Awwwh thank you ! they are 😍😍 I love catssss , the ginger and white one (called forest ) has three legs as he was ran over by a car around 2 years ago !


----------



## Rats_for_life (Feb 17, 2021)

Rex the Rat said:


> That is old!!
> Your pets are all so cute! The snails are cool, I wish they were legal in the US


I know !! She was very old , in her last couple of days she was VERY shakey and we had to put food around her because she couldn’t get up poor thing 😭 I think maybe it’s because we fed her only raw foods and didnt feed her store brought food ? I’m just guessing tho haha. Ah thanks ! OMG ARE SNAILS ILLEGAL IN THE U.S whatttt!?!?! They are the best insect I have (Don’t think they are an insect but idk what they are hahah) !? The albino ones in the pics are only around 1 month old !! They are so beutiful to watch especially when they have babies !!


----------



## Rats_for_life (Feb 17, 2021)

I mean that princess probably lived till 5 because we only fed her raw foods we didn’t ever feed her shop bought foods *


----------



## Rats_for_life (Feb 17, 2021)

buddy/sire said:


> THEY ARENT idk that


I KNOW RIGHT I DIDNT KNOW THAT EITHER !?!.


----------



## Rex the Rat (Apr 7, 2020)

Rats_for_life said:


> Hiiii , I have LOADS of insects I have a lot of stick insects they bred ! And all the eggs hatched lol . I have 6 giant African land snails (normal and albino ) over 100 subulina octona snails And we used to have 2 cockroaches but they died of old age so we are getting more ! And i had to keep some ladybirds in for a while because there was a massive flood outside and the ladybirds were drowning and they looked ill so I bought them in and they are looking much better ! I will be letting them out in about 1 week ! insects are the best pets (after rats of course  haha ) ! They are so easy to look after and actually quite cute !

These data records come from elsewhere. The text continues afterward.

PR #1525, opened 2025-03-28
Work-around for ROCM overflowing ints when scan-summing arrays

gunney1:
# Summary

- This PR is a bugfix (work-around)
- It does the following:
  - Use a totally inefficient 32-bit int to represent a boolean, to work around a ROCM behavior.
  - Add comment about the same work-around for another array.
  - Add notes on when we can remove the work-around.

We have 2 arrays, one with booleans and with ints in [0,5], but we have to use more bits to represent them for ROCM.  We do sum scans on them and put the output in 32-bit ints.  However, ROCM is doing the sum in the **input** type without promoting to the output type.  This work-around bumps up the input type.

Related to https://github.com/LLNL/RAJA/issues/1631

### DIFF
--- a/src/axom/quest/MarchingCubes.hpp
+++ b/src/axom/quest/MarchingCubes.hpp
@@ -292,6 +292,15 @@ public:
   // Allow single-domain code to share common scratch space.
   friend detail::marching_cubes::MarchingCubesSingleDomain;
 
+  /*
+    TODO: CrossingFlagType can be a boolean value but is wastefully
+    stored in 32 bits because of a ROCM scan implementation that adds
+    them in the input type without promoting them to our 32-bit output
+    type.  When ROCM supports the promotion and RAJA uses it, we can
+    change this type to something more efficient.
+  */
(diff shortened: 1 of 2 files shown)


publixsubfan (approved):

kennyweiss (approved):
Thanks @gunney1 

Clearly, this is necessary. 
Other than more memory, are there performance implications?

kennyweiss:
Looks like yo missed an initialization:
```
/home/axom/axom/src/axom/core/../../axom/quest/detail/MarchingCubesImpl.hpp:77:7: error: invalid initialization of reference of type 'axom::Array<int>&' from expression of type 'axom::Array<long int>'
   77 |     , m_facetIncrs(facetIncrs)
      |       ^~~~~~~~~~~~~~~~~~~~~~~~
```
https://dev.azure.com/axom/axom/_build/results?buildId=13141&view=logs&j=0b50086d-0dae-5824-d20c-f0d441949587&t=ebe88c80-2dbb-5dd9-2006-9b9be4efc4c3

Wow! You have a lot of experience! I'm thinking of getting a praying mantis, I figure it would be awesome to watch it molt!



Rats_for_life said:


> She was very old , in her last couple of days she was VERY shakey and we had to put food around her because she couldn’t get up poor thing 😭


Aww I'm sorry



Rats_for_life said:


> OMG ARE SNAILS ILLEGAL IN THE U.S whatttt!?!?!


Yeah, they pose a risk of becoming an invasive species and agricultural pest. I learned this when looking into them for myself, I also thought they looked beautiful.


----------



## Rex the Rat (Apr 7, 2020)

Rats_for_life said:


> OMG ARE SNAILS ILLEGAL IN THE U.S whatttt!?!?!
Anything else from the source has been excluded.